Try it -> Reproduce the whole listing, character for character.

Data extracts ->
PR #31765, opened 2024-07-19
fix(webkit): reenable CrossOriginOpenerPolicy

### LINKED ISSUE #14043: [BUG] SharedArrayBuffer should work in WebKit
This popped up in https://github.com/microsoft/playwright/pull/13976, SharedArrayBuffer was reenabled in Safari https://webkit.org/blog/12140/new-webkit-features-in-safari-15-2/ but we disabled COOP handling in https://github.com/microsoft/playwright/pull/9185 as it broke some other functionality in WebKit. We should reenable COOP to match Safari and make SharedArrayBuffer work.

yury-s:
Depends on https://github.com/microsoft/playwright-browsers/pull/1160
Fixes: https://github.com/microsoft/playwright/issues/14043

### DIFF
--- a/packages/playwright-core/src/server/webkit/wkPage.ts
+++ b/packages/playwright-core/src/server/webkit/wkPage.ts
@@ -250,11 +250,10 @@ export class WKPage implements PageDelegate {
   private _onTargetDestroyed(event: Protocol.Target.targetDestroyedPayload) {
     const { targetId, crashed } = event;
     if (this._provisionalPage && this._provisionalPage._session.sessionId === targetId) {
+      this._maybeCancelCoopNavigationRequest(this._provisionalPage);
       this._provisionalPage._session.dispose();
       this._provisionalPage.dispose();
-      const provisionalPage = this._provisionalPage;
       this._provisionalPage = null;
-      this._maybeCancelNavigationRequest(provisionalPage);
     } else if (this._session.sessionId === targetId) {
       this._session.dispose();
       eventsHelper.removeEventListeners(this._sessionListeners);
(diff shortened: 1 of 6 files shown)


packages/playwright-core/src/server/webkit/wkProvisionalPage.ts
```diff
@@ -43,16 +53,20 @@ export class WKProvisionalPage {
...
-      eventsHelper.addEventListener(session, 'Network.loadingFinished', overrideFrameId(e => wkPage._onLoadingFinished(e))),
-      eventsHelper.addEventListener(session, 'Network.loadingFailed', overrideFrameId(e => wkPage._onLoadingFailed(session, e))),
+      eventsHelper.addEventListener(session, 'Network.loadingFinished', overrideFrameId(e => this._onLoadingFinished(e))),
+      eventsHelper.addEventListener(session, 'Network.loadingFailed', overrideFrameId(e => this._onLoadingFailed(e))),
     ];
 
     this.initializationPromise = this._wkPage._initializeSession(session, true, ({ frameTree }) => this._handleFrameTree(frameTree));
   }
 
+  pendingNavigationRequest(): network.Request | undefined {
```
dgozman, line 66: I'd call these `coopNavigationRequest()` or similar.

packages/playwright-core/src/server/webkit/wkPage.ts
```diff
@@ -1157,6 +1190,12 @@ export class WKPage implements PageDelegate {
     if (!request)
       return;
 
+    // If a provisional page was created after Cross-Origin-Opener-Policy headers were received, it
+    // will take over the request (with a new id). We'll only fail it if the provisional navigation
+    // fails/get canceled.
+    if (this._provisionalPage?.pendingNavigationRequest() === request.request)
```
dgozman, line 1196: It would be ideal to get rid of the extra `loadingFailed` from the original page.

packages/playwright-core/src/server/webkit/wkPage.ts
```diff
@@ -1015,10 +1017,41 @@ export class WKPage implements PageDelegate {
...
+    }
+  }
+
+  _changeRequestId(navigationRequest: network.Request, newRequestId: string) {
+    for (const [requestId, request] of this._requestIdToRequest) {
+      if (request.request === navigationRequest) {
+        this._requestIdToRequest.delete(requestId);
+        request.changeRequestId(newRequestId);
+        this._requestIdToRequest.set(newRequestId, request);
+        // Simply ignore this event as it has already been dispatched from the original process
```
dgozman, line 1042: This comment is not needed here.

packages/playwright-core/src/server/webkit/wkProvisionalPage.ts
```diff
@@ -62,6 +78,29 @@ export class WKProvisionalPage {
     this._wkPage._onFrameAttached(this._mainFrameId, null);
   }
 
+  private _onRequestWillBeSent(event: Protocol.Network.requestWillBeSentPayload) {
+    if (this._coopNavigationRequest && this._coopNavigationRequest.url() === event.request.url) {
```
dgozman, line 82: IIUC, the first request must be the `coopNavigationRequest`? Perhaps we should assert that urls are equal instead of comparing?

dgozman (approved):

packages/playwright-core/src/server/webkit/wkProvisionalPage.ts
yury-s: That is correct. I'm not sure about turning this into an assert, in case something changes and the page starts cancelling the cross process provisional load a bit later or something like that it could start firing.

Answer space ->
PR #31765, opened 2024-07-19
fix(webkit): reenable CrossOriginOpenerPolicy

### LINKED ISSUE #14043: [BUG] SharedArrayBuffer should work in WebKit
This popped up in https://github.com/microsoft/playwright/pull/13976, SharedArrayBuffer was reenabled in Safari https://webkit.org/blog/12140/new-webkit-features-in-safari-15-2/ but we disabled COOP handling in https://github.com/microsoft/playwright/pull/9185 as it broke some other functionality in WebKit. We should reenable COOP to match Safari and make SharedArrayBuffer work.

yury-s:
Depends on https://github.com/microsoft/playwright-browsers/pull/1160
Fixes: https://github.com/microsoft/playwright/issues/14043

### DIFF
--- a/packages/playwright-core/src/server/webkit/wkPage.ts
+++ b/packages/playwright-core/src/server/webkit/wkPage.ts
@@ -250,11 +250,10 @@ export class WKPage implements PageDelegate {
   private _onTargetDestroyed(event: Protocol.Target.targetDestroyedPayload) {
     const { targetId, crashed } = event;
     if (this._provisionalPage && this._provisionalPage._session.sessionId === targetId) {
+      this._maybeCancelCoopNavigationRequest(this._provisionalPage);
       this._provisionalPage._session.dispose();
       this._provisionalPage.dispose();
-      const provisionalPage = this._provisionalPage;
       this._provisionalPage = null;
-      this._maybeCancelNavigationRequest(provisionalPage);
     } else if (this._session.sessionId === targetId) {
       this._session.dispose();
       eventsHelper.removeEventListeners(this._sessionListeners);
(diff shortened: 1 of 6 files shown)


packages/playwright-core/src/server/webkit/wkProvisionalPage.ts
```diff
@@ -43,16 +53,20 @@ export class WKProvisionalPage {
...
-      eventsHelper.addEventListener(session, 'Network.loadingFinished', overrideFrameId(e => wkPage._onLoadingFinished(e))),
-      eventsHelper.addEventListener(session, 'Network.loadingFailed', overrideFrameId(e => wkPage._onLoadingFailed(session, e))),
+      eventsHelper.addEventListener(session, 'Network.loadingFinished', overrideFrameId(e => this._onLoadingFinished(e))),
+      eventsHelper.addEventListener(session, 'Network.loadingFailed', overrideFrameId(e => this._onLoadingFailed(e))),
     ];
 
     this.initializationPromise = this._wkPage._initializeSession(session, true, ({ frameTree }) => this._handleFrameTree(frameTree));
   }
 
+  pendingNavigationRequest(): network.Request | undefined {
```
dgozman, line 66: I'd call these `coopNavigationRequest()` or similar.

packages/playwright-core/src/server/webkit/wkPage.ts
```diff
@@ -1157,6 +1190,12 @@ export class WKPage implements PageDelegate {
     if (!request)
       return;
 
+    // If a provisional page was created after Cross-Origin-Opener-Policy headers were received, it
+    // will take over the request (with a new id). We'll only fail it if the provisional navigation
+    // fails/get canceled.
+    if (this._provisionalPage?.pendingNavigationRequest() === request.request)
```
dgozman, line 1196: It would be ideal to get rid of the extra `loadingFailed` from the original page.

packages/playwright-core/src/server/webkit/wkPage.ts
```diff
@@ -1015,10 +1017,41 @@ export class WKPage implements PageDelegate {
...
+    }
+  }
+
+  _changeRequestId(navigationRequest: network.Request, newRequestId: string) {
+    for (const [requestId, request] of this._requestIdToRequest) {
+      if (request.request === navigationRequest) {
+        this._requestIdToRequest.delete(requestId);
+        request.changeRequestId(newRequestId);
+        this._requestIdToRequest.set(newRequestId, request);
+        // Simply ignore this event as it has already been dispatched from the original process
```
dgozman, line 1042: This comment is not needed here.

packages/playwright-core/src/server/webkit/wkProvisionalPage.ts
```diff
@@ -62,6 +78,29 @@ export class WKProvisionalPage {
     this._wkPage._onFrameAttached(this._mainFrameId, null);
   }
 
+  private _onRequestWillBeSent(event: Protocol.Network.requestWillBeSentPayload) {
+    if (this._coopNavigationRequest && this._coopNavigationRequest.url() === event.request.url) {
```
dgozman, line 82: IIUC, the first request must be the `coopNavigationRequest`? Perhaps we should assert that urls are equal instead of comparing?

dgozman (approved):

packages/playwright-core/src/server/webkit/wkProvisionalPage.ts
yury-s: That is correct. I'm not sure about turning this into an assert, in case something changes and the page starts cancelling the cross process provisional load a bit later or something like that it could start firing.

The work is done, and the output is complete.